Greek Mushroom & Potato Salad
Here is a recipe for a gourmet potato salad with Mediterranean flair. Greek Mushroom and Potato Salad with Cherry Tomatoes, Feta Cheese, and Olives
Ingredients
For the salad
- 400 g baby potatoes sliced in half
- 1 tsp dried oregano
- 250 g white button mushrooms sliced in half
- ½ red onion thinly sliced
- 200 g cherry tomatoes sliced in half
- ½ large cucumber deseeded and roughly chopped
- 100 g feta cheese roughly broken into chunks
- 100 g black olives preferably Kalamata
- 1 handful fresh oregano leaves
For serving
- olive oil for cooking and dressing
- juice of 1 lemon for dressing
- salt and pepper to taste
Instructions
For the potatoes
- Gently boil the potatoes in salted water until tender. Drain and leave to steam dry and cool.

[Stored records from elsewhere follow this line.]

PR #554, opened 2016-08-03
Remove hardcoded status values and use constants

noorul:


hntd187:
A style nitpick but a constant should be all capital letters. I doubt the world will end over this.

velvia:
👍

noorul:
@hntd187 But scala style guide says something different http://docs.scala-lang.org/style/naming-conventions.html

- When cool, place in a bowl and season with salt and pepper. Drizzle with olive oil, lemon juice and dried oregano. Toss to coat well.
For the mushrooms
- Heat a large frying pan over medium high heat. Add a drizzle of olive oil. Cook the white buttons until lightly golden brown. Season well.
To assemble
- Put the onion, tomatoes and cucumber in a bowl and season to taste.Add the mushrooms and potatoes and mix.
- Scatter the top of the salad with feta, olives and oregano leaves.Sprinkle over the dried oregano and drizzle everything with a little olive oil and lemon juice and serve.